Desde ya muchas gracias


----------



## HADES (May 12, 2010)

Bueno es una pregunta muy curiosa compañero pero no le veo el caso digo porque mas que el led(dispositivo) por si mismo tenga un determinado tiempo para prender a mi conocimiento de años practicamente no tiene un limite o minimo de tiempo(frecuencia)para prender o apagar aclaro: no me vayan a entender mal lo que se sucede es que llega un punto en que una determinada frecuencia ya no es visible por el ojo humano y pues una corriente minima oscila entre 10mA o sea 0.01A y 20mA o sea 0.02A pero cual es en si tu duda porque yo pues no le veo caso que tenga que ver esto mas alla de nuestra capacidad como seres humanos para poder ver una frecuencia ¿Que es lo que quieres hacer? explicalo mejor asi tal vez te podamos hacesorar mejo!!!

Salu2


----------



## reyvilla (May 12, 2010)

Hola que tal muy interesante tu pregunta, mi respuesta seria no es tan significativo la frecuencia en un led cuando esta es alta ya que no se nota el cambio, que quiero decir con esto si le aplicamos a un led una frecuencia una onda cuadrada digamos unos 500Hz que es baja, ya a este punto no notaríamos que el led se apaga y enciende 500 veces por segundo, esto para un led emisor de luz, para un led infrarrojo es otra cosa, ahora también depende del ciclo de trabajo que estemos aplicando, si es un 50%, 60% etc...Se lograría una señal pwm con la cual difuminaríamos el diodo led, pero igual aplicando esta ultima si la frecuencia es muy alta no se lograría ver el cambio. 
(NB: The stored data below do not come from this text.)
Issue #2077, opened 2017-04-30
Change media query on playground to move features inside settings dropdown instead of just hiding them


deltakosh:

Jaskar:
https://github.com/BabylonJS/Babylon.js/pull/2120

PR #2120, opened 2017-05-10
Issue 2077 / Switch fullscreen to fullpage

Jaskar:
https://github.com/BabylonJS/Babylon.js/issues/2077
Plus, switch from Fullscreen to Fullpage, because of the Chrome weird fullscreen.
[Only on index.html for now. If it's ok, I'll modify other .html within the day]


Temechon:
The behaviour is not perfect yet. 

Can you try this:
1. Put the canvas in full page like you did
2. Force engine.FullScreen
3. Bind event on 'escape' and 'F11' to remove the full page

Thanks !

Jaskar:
@Temechon It's good now :)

de todas maneras aquí encontré algo bien interesante con respecto a tu pregunta...Yo seria de los cuales me gustaría saber quien es el fabricante del led que estoy comprando y cual es su datasheet, y así no estaríamos con tantas dudas al respecto.

http://www.wikiciencia.org/electronica/semi/led/index.php

Saludos y suerte...


----------



## leadilla (May 12, 2010)

Muchas gracias por responder tan rapido, lo que pasa es que quiero hacer es un control remoto impulsado por un 555 hacia un led infrarrojo como se ve en el esquema adjunto. la verdad no se muy bien como lograr que el ciclo sea 50 50 (cualquier ayudita o dato me vendria bien) y lo que haria con el emisor es poner distintos 567 en paralelo ajustado a distintas frecuencias. Ahora si yo le pongo , hipoteticamente, una frecuencia de 10kHz ¿el receptor lo detectaria o el led estaria siempre prendido?


----------



## reyvilla (May 12, 2010)

mejor ahora que esta la aclaración que es un led infrarrojo, como te comentaba seria ideal tener la hoja de datos para poderte hablar con mas base, pero como no las he conseguido y a parte tendríamos que saber también quien es el fabricante del led y a través de el saber cual es el rango de frecuencia al que trabaja tanto el emisor como el receptor, pero bueno suponiendo que soporta altas frecuencias tendremos que ponerlo en practica y ver hasta donde son capaces de enviar y recibir los led mas que en frecuencias bajas en las altas. Encontré un pdf muy bueno donde hacen exactamente o muy parecido a tu proyecto solo que con dos 555...Y según veo para la frecuencia que tu quieres trabajar si lo detecta.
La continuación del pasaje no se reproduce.